=== Extracted records ===
===============

PR #39, opened 2020-08-26
Improve RestPlatformChannel publish

zoechi:
replaces #36

### DIFF
--- a/lib/src/impl/rest/channels.dart
+++ b/lib/src/impl/rest/channels.dart
@@ -1,5 +1,6 @@
 import 'dart:async';
-
+import 'dart:collection';
+import 'package:pedantic/pedantic.dart';
 import 'package:ably_flutter_plugin/ably.dart';
 import 'package:ably_flutter_plugin/src/impl/rest/rest.dart';
 import 'package:ably_flutter_plugin/src/spec/spec.dart' as spec;
@@ -7,8 +8,9 @@ import 'package:flutter/services.dart';
 
 import '../platform_object.dart';
 
-
-class RestPlatformChannel extends PlatformObject implements spec.RestChannel{
+class RestPlatformChannel extends PlatformObject implements spec.RestChannel {
+  static const String clientConfiguredAuthenticationProviderRequestFailed =
+      '80019';
 
   /// [Rest] instance
   @override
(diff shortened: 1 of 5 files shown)


lib/src/method_call_handler.dart
```diff
@@ -3,26 +3,23 @@ import 'package:ably_flutter_plugin/src/generated/platformconstants.dart';
...
     ably.TokenParams tokenParams = message.message as ably.TokenParams;
     ably.Rest rest = ably.restInstances[message.handle];
-    Object callbackResponse = await rest.options.authCallback(tokenParams);
-    Future.delayed(Duration.zero, (){
+    await rest.options.authCallback(tokenParams);
+    Future.delayed(Duration.zero, () {
       rest.channels.all.forEach((c) => c.authUpdateComplete());
     });
-    return callbackResponse;
+    return;
```
tiholic, line 23: @zoechi the returned `callbackResponse` will be returned back to platform. So, we'd need this return statement to be as is.

lib/src/impl/rest/channels.dart
```diff
@@ -1,14 +1,16 @@
...
 import 'package:ably_flutter_plugin/src/impl/rest/rest.dart';
 import 'package:ably_flutter_plugin/src/spec/spec.dart' as spec;
 import 'package:flutter/services.dart';
 
 import '../platform_object.dart';
 
-
-class RestPlatformChannel extends PlatformObject implements spec.RestChannel{
+class RestPlatformChannel extends PlatformObject implements spec.RestChannel {
+  static const String clientConfiguredAuthenticationProviderRequestFailed =
```
tiholic, line 12: @zoechi A new commit (e9e0939) has been cherry-picked from another latest branch into `feature/realtime-authcallback`.

You may rebase and use that constant

tiholic (changes requested):

lib/src/method_call_handler.dart
zoechi: The function should have a proper return type then.
The type annotation in the original code is `Object` (line 21), but `AuthCallback` is defined to return `dynamic`. 

I think I suggested to not use `dynamic` at all already (except a few exceptions where it's unavoidable).
I'll leave `dynamic` here anyway for consistency.

If we actually want to to consistently not use `dynamic`, we should create an issue for this and make a PR where we get rid of it everywhere.

lib/src/impl/rest/channels.dart
zoechi: `PlatformException` has `final String code`, but `ErrorCodes` has `static const int authCallbackFailure`
Does this type inconsistency `String`/`int` make any sense?

lib/src/method_call_handler.dart
tiholic: Sure, let's get rid of everything `dynamic`!

lib/src/impl/rest/channels.dart
tiholic: This discussion is continued either https://github.com/ably/ably-flutter/pull/38#discussion_r484375487 or https://github.com/ably/ably-flutter/pull/38#discussion_r484379978

tiholic (approved):

PR #41, opened 2020-08-27
Add integration tests

zoechi:
- report unhandled exceptions back to the driver test
- report `FlutterError`s back to the driver test
- make `lib/main.dart` and `TestDispatcher` reusable

- improve platform version and ably version tests
- improve appkey provision test

#### Tests failing in GitHub Actions on Android emulator only

I think https://github.com/flutter/flutter/issues/42433 is the cause.

When I split the tests so that there is only one or sometimes 2 tests run at once like in https://github.com/ably/ably-flutter/blob/feature/basic-integration-tests/test_integration/test_driver/rest_publish_test.dart (in contrary to all in one file https://github.com/ably/ably-flutter/blob/feature/basic-integration-tests/test_integration/test_driver/all_test.dart) it works but it's quite cumbersome.


zoechi:
- [ ] base on integration/stage-2

QuintinWillison (approved):

PR #47, opened 2024-09-05
Add a headline field for bulletins/articles to act as news headlines

zerolab:
This was one of the things that the content transformation team was considering.
Made a quick change to allow it for next week.

cc @MebinAbraham @janderson2


ons_alpha/articles/models.py
```diff
@@ -45,7 +46,15 @@ class ArticlePage(BundledPageMixin, RoutablePageMixin, BasePage):
     updates = StreamField(CorrectionsNoticesStoryBlock(), blank=True, use_json_field=True)
 
     content_panels = (
-        BasePage.content_panels
+        [
+            FieldPanel("title"),
+            FieldPanel(
+                "headline",
+                help_text="Use this as a news headline. When set, replaces the title on the page. "
+                "Note that the page <code>slug</code> is driven by the title field.",
```
RealOrangeOne, line 55: Nit: They can be changed independently. Is this something which needs flagging here explicitly?

RealOrangeOne (approved):

ons_alpha/articles/models.py
zerolab: I am not sure. Let's get feedback and see :)

PR #49, opened 2024-09-06
Bundle level workflow

zerolab:
The commits should be fairly atomic, but as an overview:

- adds an admin dashboard panel to make bundles more visible
  Screenshot 2024-09-06 at 16 29 51
- adds validation to prevent the bundle creator from marking it as ready
- adds a placeholder workflow task that we expand the validation for the approval
- adds a "save and approve" button
- modifies the page chooser to provide more information (like the page type and the workflow stage the page is in. NWP-389)
- adds a "publish" bundle when the approved bundle has no scheduled date
- adds a page summary table in the inspect view (NWP-389)

To test locally:
- update your worklow (settings > workflows) to have the last task as "ready to be published" task

Screencast: https://www.loom.com/share/bccf51fcf78f4d6182553c5b2f54817b


RealOrangeOne (approved):

ons_alpha/bundles/models.py
```diff
@@ -6,33 +6,26 @@
...
+from .panels import BundleNotePanel, PageChooserWithStatusPanel
 
 
 class BundlePage(Orderable):
     parent = ParentalKey("Bundle", related_name="bundled_pages", on_delete=models.CASCADE)
     page = models.ForeignKey("wagtailcore.Page", blank=True, null=True, on_delete=models.SET_NULL)
 
     panels = [
-        PageChooserPanel("page", ["articles.ArticlePage", "bulletins.BulletinPage", "methodologies.MethodologyPage"]),
+        PageChooserWithStatusPanel(
```
MebinAbraham, line 26: Non-blocker, can you filter our live pages out of the box?

MebinAbraham (approved):
Works well for the PoC but as discussed, the process of bundles/workflows needs to be polished for Beta as there are quite a few odd cases at the moment but not important for the alpha. We'll see what the feedback is like and adapt in Beta.

ons_alpha/bundles/models.py
zerolab: This could be done via `construct_page_chooser_queryset` or better, by registering a custom chooser.

Thinking of the logic for this - we will want to filter out live pages that do not have any pending drafts

zerolab: will look at tackling separately

PR #50, opened 2024-09-09
Topic pages: show children

zerolab:
This PR is an alternative to #44 (NWP-256)

- shows the latest bulletins/articles in series for a topic page
- shows last 5 methodology pages, ordered by last revision date
- uses https://service-manual.ons.gov.uk/design-system/components/timeline for each section, but can be updated to use https://service-manual.ons.gov.uk/design-system/components/document-list if that is deemed a better fit

It takes simpler route (IMHO) in that we know what types of pages we have under topic pages

Screencast: https://www.loom.com/share/6ec07dbb57164e2789200ffd793c7399
Dev screencast: https://www.loom.com/share/ffb5516202bd4c08b08b299d38b0d169


MebinAbraham (approved):
Unrelated to this but noticed that preview is broken due to bug in `get_translation_urls` when the page is in draft.

On a related note, this makes it clear we need analysis on how the topic page should be curated, i.e what bulletins/articles to show. Last 5 vs latest per series as you have got it vs a curated choice of series for which the latest is pulled.

zerolab:
@MebinAbraham the preview fix is in #52

I agree. The topic page also hinges on the design. I will happily extend this to allow for curation if you think it will help the simulation exercise

MebinAbraham:
> @MebinAbraham the preview fix is in #52
> 
> I agree. The topic page also hinges on the design. I will happily extend this to allow for curation if you think it will help the simulation exercise

We may as well wait until we see the new design and change for beta.

zerolab:
Added a note about the logic in 07b84c1b2baa2634882f0b5c42e8314284eb9140 (in #51)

===============

=== Your goal ===
What do the lines above say from the one containing "tiholic, line 12: @zoechi" down to the one containing "anyway for consistency."? Return them exactly, both end lines included, and only them.

=== Output ===
tiholic, line 12: @zoechi A new commit (e9e0939) has been cherry-picked from another latest branch into `feature/realtime-authcallback`.

You may rebase and use that constant

tiholic (changes requested):

lib/src/method_call_handler.dart
zoechi: The function should have a proper return type then.
The type annotation in the original code is `Object` (line 21), but `AuthCallback` is defined to return `dynamic`. 

I think I suggested to not use `dynamic` at all already (except a few exceptions where it's unavoidable).
I'll leave `dynamic` here anyway for consistency.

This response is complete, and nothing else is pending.